> Problem:
When a line below contains the string "abstract", show that line.

(Saved entries)
*** Begin section ***

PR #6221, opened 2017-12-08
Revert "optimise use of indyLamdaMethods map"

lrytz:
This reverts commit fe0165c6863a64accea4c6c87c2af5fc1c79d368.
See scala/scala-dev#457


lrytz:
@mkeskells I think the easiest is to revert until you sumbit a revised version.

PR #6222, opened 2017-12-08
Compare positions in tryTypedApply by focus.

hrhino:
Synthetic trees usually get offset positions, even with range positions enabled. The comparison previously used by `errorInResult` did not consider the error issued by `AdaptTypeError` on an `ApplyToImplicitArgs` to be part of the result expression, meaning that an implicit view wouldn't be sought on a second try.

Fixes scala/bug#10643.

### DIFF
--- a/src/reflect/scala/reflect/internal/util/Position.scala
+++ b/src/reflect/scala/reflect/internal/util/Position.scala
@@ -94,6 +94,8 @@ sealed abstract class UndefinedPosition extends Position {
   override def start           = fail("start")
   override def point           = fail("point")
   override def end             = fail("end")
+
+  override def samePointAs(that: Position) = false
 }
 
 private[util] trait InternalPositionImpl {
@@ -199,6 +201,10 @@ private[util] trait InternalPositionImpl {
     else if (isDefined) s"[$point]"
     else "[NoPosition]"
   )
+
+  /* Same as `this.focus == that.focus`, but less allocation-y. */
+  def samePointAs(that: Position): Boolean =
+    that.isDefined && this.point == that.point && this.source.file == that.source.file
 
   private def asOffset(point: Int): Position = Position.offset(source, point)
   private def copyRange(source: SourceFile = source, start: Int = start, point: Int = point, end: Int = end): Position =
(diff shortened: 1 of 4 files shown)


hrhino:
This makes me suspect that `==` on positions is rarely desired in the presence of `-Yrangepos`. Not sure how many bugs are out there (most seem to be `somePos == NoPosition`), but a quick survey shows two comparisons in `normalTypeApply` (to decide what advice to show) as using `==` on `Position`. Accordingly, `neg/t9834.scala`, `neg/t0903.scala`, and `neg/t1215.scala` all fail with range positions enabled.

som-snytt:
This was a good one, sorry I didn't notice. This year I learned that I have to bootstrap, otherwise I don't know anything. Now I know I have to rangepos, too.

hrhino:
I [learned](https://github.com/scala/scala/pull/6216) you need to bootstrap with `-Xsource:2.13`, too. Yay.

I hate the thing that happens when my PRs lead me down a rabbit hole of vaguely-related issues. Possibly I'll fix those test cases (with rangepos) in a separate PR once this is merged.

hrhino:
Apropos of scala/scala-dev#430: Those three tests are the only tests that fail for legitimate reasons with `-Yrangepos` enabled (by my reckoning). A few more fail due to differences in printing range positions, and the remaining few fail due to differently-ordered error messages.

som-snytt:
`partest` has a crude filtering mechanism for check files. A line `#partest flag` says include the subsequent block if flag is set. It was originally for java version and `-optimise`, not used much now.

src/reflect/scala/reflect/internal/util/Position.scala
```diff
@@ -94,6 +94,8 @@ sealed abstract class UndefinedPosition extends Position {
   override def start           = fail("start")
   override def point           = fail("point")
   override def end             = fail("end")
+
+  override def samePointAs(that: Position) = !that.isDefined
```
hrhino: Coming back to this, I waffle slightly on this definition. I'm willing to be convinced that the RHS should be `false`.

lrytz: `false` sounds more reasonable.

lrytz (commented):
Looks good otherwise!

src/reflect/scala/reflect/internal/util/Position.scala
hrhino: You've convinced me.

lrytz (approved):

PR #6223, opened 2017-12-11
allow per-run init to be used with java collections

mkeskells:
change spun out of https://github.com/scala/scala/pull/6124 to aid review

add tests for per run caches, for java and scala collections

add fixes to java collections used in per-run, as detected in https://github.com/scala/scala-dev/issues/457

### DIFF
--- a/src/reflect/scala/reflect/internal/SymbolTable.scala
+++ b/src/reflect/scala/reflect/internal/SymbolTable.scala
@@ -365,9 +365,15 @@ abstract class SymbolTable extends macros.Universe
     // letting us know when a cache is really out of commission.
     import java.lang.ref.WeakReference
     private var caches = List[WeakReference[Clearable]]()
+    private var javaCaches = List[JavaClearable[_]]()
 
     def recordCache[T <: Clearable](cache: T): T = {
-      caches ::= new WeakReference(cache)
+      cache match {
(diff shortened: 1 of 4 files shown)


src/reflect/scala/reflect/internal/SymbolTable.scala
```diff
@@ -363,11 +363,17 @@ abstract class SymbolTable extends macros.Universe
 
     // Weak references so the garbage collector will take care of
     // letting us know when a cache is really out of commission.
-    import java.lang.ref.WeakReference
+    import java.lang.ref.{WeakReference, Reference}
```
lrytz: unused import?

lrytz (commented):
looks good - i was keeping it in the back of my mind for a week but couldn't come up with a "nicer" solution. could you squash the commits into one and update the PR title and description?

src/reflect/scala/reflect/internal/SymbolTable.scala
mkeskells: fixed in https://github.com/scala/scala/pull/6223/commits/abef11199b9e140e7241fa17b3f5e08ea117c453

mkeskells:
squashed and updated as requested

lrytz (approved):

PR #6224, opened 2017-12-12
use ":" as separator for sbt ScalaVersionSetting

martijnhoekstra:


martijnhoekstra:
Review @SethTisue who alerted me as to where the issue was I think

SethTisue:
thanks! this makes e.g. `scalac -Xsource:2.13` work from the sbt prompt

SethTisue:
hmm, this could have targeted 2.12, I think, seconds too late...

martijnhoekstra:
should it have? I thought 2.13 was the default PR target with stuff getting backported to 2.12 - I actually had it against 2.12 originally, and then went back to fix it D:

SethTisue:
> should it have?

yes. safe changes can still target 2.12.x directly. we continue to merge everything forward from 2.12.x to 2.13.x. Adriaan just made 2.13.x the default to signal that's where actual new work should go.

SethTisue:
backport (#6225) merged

*** End section ***

> Task result:
@@ -94,6 +94,8 @@ sealed abstract class UndefinedPosition extends Position {
@@ -94,6 +94,8 @@ sealed abstract class UndefinedPosition extends Position {
@@ -365,9 +365,15 @@ abstract class SymbolTable extends macros.Universe
@@ -363,11 +363,17 @@ abstract class SymbolTable extends macros.Universe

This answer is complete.